'''

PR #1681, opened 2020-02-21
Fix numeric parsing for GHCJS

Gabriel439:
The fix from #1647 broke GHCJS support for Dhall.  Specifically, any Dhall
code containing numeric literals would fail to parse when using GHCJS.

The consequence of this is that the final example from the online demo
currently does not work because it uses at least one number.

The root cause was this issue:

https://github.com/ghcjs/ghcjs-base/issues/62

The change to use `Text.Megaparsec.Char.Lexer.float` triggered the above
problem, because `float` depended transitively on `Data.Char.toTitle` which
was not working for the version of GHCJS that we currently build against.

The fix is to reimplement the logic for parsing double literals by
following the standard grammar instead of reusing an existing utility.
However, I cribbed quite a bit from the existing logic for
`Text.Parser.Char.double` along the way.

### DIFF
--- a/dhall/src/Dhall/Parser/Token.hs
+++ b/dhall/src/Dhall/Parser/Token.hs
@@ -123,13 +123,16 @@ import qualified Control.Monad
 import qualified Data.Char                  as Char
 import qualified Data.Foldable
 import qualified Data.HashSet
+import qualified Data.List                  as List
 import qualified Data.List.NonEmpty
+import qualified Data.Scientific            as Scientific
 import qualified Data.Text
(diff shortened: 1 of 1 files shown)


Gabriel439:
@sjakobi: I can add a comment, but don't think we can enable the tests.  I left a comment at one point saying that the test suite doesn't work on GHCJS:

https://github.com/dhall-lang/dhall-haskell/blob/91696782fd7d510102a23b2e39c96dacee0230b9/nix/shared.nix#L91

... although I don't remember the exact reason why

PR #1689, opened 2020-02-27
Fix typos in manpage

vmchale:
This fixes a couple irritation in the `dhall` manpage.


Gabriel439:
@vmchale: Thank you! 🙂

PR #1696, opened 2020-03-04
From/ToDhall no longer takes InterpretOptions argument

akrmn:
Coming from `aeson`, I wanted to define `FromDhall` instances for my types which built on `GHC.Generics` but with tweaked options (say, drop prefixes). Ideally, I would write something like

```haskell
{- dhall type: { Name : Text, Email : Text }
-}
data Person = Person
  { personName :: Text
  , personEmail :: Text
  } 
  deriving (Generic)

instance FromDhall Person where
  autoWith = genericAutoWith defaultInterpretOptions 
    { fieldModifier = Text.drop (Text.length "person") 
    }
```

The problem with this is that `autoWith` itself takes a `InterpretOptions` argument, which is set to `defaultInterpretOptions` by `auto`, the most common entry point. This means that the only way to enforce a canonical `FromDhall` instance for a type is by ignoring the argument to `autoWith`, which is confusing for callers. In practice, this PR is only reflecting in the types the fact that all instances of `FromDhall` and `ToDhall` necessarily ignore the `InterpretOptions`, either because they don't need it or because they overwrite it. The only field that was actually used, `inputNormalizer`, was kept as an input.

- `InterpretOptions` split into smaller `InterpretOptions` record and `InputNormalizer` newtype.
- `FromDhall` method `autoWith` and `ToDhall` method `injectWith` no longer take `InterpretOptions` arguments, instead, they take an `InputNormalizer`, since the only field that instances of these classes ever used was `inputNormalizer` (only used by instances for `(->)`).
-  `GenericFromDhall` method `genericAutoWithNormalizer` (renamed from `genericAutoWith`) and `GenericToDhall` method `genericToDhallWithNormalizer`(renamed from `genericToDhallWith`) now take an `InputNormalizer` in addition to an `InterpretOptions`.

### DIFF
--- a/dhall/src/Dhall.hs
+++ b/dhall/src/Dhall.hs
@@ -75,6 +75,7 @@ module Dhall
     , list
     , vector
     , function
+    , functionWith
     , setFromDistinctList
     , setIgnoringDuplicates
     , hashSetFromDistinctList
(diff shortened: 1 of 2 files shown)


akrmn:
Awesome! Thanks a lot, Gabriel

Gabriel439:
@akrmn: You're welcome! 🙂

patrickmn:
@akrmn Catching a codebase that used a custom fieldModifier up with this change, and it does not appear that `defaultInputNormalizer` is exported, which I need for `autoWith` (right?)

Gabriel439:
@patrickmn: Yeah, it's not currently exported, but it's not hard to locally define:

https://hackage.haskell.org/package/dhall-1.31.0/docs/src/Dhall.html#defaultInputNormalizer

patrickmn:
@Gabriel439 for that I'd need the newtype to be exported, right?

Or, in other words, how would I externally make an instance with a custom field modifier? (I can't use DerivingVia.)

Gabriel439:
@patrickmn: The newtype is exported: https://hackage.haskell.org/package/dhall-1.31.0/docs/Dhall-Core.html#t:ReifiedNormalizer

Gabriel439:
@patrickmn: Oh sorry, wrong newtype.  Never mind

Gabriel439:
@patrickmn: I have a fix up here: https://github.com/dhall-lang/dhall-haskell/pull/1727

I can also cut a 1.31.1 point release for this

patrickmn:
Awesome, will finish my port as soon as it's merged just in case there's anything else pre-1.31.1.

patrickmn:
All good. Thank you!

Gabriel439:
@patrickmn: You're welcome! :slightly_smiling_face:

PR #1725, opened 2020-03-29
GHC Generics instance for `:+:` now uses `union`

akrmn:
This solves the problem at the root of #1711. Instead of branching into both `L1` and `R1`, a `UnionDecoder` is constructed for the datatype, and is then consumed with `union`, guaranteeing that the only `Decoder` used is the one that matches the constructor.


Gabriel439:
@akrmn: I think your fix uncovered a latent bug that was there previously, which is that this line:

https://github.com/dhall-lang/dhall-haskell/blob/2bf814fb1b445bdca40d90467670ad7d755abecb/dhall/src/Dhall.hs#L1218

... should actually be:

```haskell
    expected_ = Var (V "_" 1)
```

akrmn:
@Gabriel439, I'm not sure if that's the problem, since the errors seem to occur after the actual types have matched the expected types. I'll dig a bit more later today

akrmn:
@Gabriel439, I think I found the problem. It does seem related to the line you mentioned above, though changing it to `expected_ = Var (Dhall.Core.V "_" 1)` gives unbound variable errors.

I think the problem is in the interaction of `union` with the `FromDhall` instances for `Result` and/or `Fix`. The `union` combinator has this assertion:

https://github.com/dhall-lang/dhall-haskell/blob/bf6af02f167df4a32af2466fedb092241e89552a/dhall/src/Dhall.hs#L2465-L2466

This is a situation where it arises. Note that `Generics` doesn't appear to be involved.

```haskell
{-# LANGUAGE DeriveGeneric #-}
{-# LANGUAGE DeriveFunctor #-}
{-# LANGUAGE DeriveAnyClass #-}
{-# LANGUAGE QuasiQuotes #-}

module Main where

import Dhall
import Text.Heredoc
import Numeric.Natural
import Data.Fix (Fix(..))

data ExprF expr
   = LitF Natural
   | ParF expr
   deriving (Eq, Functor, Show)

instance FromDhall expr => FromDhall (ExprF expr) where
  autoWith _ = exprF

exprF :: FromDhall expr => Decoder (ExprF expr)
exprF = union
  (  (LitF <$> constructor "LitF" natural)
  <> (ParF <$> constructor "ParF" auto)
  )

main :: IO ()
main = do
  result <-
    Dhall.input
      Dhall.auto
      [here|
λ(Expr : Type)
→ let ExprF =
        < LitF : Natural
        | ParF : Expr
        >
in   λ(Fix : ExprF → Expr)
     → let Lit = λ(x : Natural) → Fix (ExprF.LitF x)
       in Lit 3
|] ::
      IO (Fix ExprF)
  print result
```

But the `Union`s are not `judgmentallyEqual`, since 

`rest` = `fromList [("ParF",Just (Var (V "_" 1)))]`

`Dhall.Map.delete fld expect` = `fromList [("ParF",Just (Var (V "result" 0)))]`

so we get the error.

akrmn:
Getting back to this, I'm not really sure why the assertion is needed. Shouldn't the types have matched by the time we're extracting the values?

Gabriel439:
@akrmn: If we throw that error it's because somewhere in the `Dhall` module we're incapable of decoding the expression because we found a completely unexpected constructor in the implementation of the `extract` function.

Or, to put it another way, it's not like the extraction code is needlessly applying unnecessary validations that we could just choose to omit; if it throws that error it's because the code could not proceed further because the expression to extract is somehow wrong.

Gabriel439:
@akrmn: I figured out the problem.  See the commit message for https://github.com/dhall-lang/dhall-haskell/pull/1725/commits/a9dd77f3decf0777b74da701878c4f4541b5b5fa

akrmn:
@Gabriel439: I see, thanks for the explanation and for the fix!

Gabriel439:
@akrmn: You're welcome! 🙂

'''

Give back exactly what runs from the first line of the listing above to the line that contains "following the standard", keeping both end lines.

COMPLETED TASK >>
PR #1681, opened 2020-02-21
Fix numeric parsing for GHCJS

Gabriel439:
The fix from #1647 broke GHCJS support for Dhall.  Specifically, any Dhall
code containing numeric literals would fail to parse when using GHCJS.

The consequence of this is that the final example from the online demo
currently does not work because it uses at least one number.

The root cause was this issue:

https://github.com/ghcjs/ghcjs-base/issues/62

The change to use `Text.Megaparsec.Char.Lexer.float` triggered the above
problem, because `float` depended transitively on `Data.Char.toTitle` which
was not working for the version of GHCJS that we currently build against.

The fix is to reimplement the logic for parsing double literals by
following the standard grammar instead of reusing an existing utility.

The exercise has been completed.